(Collected data entries)

PR #245, opened 2016-10-06
retry: new package

rogpeppe:
The plan is that this should eventually replace utils.Attempt
and github.com/juju/retry.

It provides functionality for stopping and clock mocking and for pluggable
strategies.

It is (arguably) quite a bit simpler to use than github.com/juju/retry and
the usage remains basically compatible with utils.Attempt, so
only minor code changes will be needed to change the existing
code base to use it.

### DIFF
--- a/retry/exp.go
+++ b/retry/exp.go
@@ -1,0 +1,50 @@
+package retry
+
+import (
+	"time"
+)
+
+// Exponential represents an exponential backoff retry strategy.
+// To limit the number of attempts or their overall duration, wrap
+// this in LimitCount or LimitDuration.
+type Exponential struct {
+	// Initial holds the initial delay.
+	Initial time.Duration
+	// Factor holds the factor that the delay time will be multiplied
+	// by on each iteration.
+	Factor float64
+	// MaxDelay holds the maximum delay between the start
+	// of attempts. If this is zero, there is no maximum delay.
+	MaxDelay time.Duration
+}
+
+type exponentialTimer struct {
+	strategy Exponential
+	start    time.Time
+	end      time.Time
+	delay    time.Duration
+}
+
+// NewTimer implements Strategy.NewTimer.
+func (r Exponential) NewTimer(now time.Time) Timer {
+	return &exponentialTimer{
+		strategy: r,
+		start:    now,
+		delay:    r.Initial,
+	}
+}
+
+// NextSleep implements Timer.NextSleep.
+func (a *exponentialTimer) NextSleep(now time.Time) (time.Duration, bool) {
+	sleep := a.delay - now.Sub(a.start)
+	if sleep <= 0 {
+		sleep = 0
+	}
+	// Set the start of the next try.
+	a.start = now.Add(sleep)
+	a.delay = time.Duration(float64(a.delay) * a.strategy.Factor)
+	if a.strategy.MaxDelay > 0 && a.delay > a.strategy.MaxDelay {
+		a.delay = a.strategy.MaxDelay
+	}
+	return sleep, true
+}
--- a/retry/regular.go
+++ b/retry/regular.go
@@ -1,0 +1,67 @@
+// Copyright 2016 Canonical Ltd.
+// Licensed under the LGPLv3, see LICENCE file for details.
+
+package retry
+
+import (
+	"time"
+
+	"github.com/juju/utils/clock"
+)
+
+// Regular represents a strategy that repeats at regular intervals.
+type Regular struct {
+	// Total specifies the total duration of the attempt.
+	Total time.Duration
+
+	// Delay specifies the interval between the start of each try
+	// in the burst. If an try takes longer than Delay, the
+	// next try will happen immediately.
+	Delay time.Duration
+
+	// Min holds the minimum number of retries. It overrides Total.
+	// To limit the maximum number of retries, use LimitCount.
+	Min int
+}
+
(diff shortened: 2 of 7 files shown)


retry/strategy.go
```diff
@@ -0,0 +1,59 @@
+package retry
+
+import (
+	"time"
+)
+
+type strategyFunc func(now time.Time) Timer
```
axw: I love the composable strategies.

retry/retry.go
```diff
@@ -0,0 +1,108 @@
...
+	waited  bool
+	running bool
+}
+
+// Start begins a new sequence of attempts for the given strategy. If
+// clk is nil, clock.WallClock will be used. If a value is received on
+// stop while waiting, the attempt will be aborted.
+func Start(strategy Strategy, clk clock.Clock, stop <-chan struct{}) *Attempt {
+	if clk == nil {
+		clk = clock.WallClock
```
rogpeppe: I'd like this package to be useful for one-off programs too and requiring every such use
to have an explicit dependency on juju/utils/clock seems a bit wrong to me.
If people are using a mock clock, they'll pass it in here. If they're not, I don't think
typing "clock.WallClock" is going to change matters much.

retry/retry.go
```diff
@@ -0,0 +1,142 @@
...
+type Timer interface {
+	// NextSleep returns the length of time to sleep
+	// before the next retry. If no more attempts should
+	// be made it should return false, and the returned
+	// duration will be ignored.
+	//
+	// Note that NextSleep is called once after
+	// each iteration has completed, assuming the
+	// retry loop is continuing.
+	NextSleep(now time.Time) (time.Duration, bool)
```
natefinch: When would you ever call this with anything other than time.Now()?  Isn't this why we have a fake clock implementation?

retry/exp.go
```diff
@@ -0,0 +1,57 @@
...
+
+type exponentialTimer struct {
+	strategy Exponential
+	start    time.Time
+	end      time.Time
+	delay    time.Duration
+}
+
+// Start is short for Start(r, clk, stop).
+func (r Exponential) Start(clk clock.Clock, stop <-chan struct{}) *Attempt {
```
natefinch: ew. If we can avoid the default case being (nil, nil), that would be really nice. Why not make the clock part of the struct? Surely no one is going to need to change out the clock when reusing an attempt strategy.

Then you could just have Start and StartWithCancel or something.

retry/retry.go
```diff
@@ -0,0 +1,142 @@
...
+		a.count++
+	case <-a.stop:
+		a.running = false
+		a.stopped = true
+	}
+	return a.running
+}
+
+// More reports whether the next call to Next will sleep again to wait
+// for another attempt. It does not itself block.
```
natefinch: This comment is really confusing. The firs thing it says is that it'll report if Next will sleep... .but that's an implementation detail.  What it reports is whether or not the attempt will retry.    I think that also indicates the name is not very good.  I don't know what More() means in the course of a an Attempt.  If it was called WillRetry, it would be very clear.

retry/retry.go
```diff
@@ -0,0 +1,142 @@
...
+
+import (
+	"time"
+
+	"github.com/juju/utils/clock"
+)
+
+// Strategy is implemented by types that represent a retry strategy.
+type Strategy interface {
+	NewTimer(now time.Time) Timer
```
natefinch: This type needs a much bigger explanation of how someone would implement a Strategy.  I have no idea what NewTimer is supposed to return.

retry/regular.go
```diff
@@ -0,0 +1,59 @@
...
+	"time"
+
+	"github.com/juju/utils/clock"
+)
+
+// Regular represents a strategy that repeats at regular intervals.
+type Regular struct {
+	Total time.Duration // total duration of attempt.
+	Delay time.Duration // interval between each try in the burst.
+	Min   int           // minimum number of retries; overrides Total
```
natefinch: I find it weird to have a *minimum* number of retries, and not a maximum.  I get it, in combination with the time limit, but still, I'd also expect there to be a way to say "just try 3 times"... I guess min works for that, if Total is zero.... but that's really counterintuitive... and doesn't give you the way to say "run for a max of Total time or max retries, whichever comes first"

Also, "overrides Total" is not exactly correct  Override, to me, means "totally ignore" ... but what actually happens is, you run for a min number of retries or for Total time, whichever comes later.

natefinch: > the Regular API is exactly the old AttemptStrategy API 

But this is a brand new package, so we should take the opportunity to make things less confusing.

> You can already do that with LimitCount. For example:

But that's a completely different mechanism than the minimum, which is why it's confusing.  It's not consistent.... so, for example, when someone looks at the fields of AttemptStrategy, they see minimum, but no maximum and think there's no way to do a maximum.  And if there's retry.LimitCount, why not retry.MinCount?

rogpeppe: > But that's a completely different mechanism than the minimum, which is why it's confusing.

Yes, it's a different mechanism because you can't do the min count thing by strategy composition (what timing would the extra events get?). We could use MinCount too, but I honestly don't think that name is confusing as it's in the context of the Regular struct type and documented.

I've updated the field documentation for Regular to use a more conventional comment style
and to mention LimitCount.

rogpeppe:
This package now lives at [gopkg.in/retry.v1](https://godoc.org/gopkg.in/retry.v1).

PR #247, opened 2016-10-31
Better support for GetOSFromSeries

wallyworld:
When calling GetOSFromSeries(), on Linux, if the series was not found, there was no call to update distro info data to pull in the last series info. This is fixed.

Also, add in yakkety and zesty so there work without the need for the distro info lookup.


wallyworld:
$$merge$$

Aim of the exercise: Please reproduce, word for word, every line from the line with "Also, add in" to the final line above, including both ends.

Result for this task:
Also, add in yakkety and zesty so there work without the need for the distro info lookup.


wallyworld:
$$merge$$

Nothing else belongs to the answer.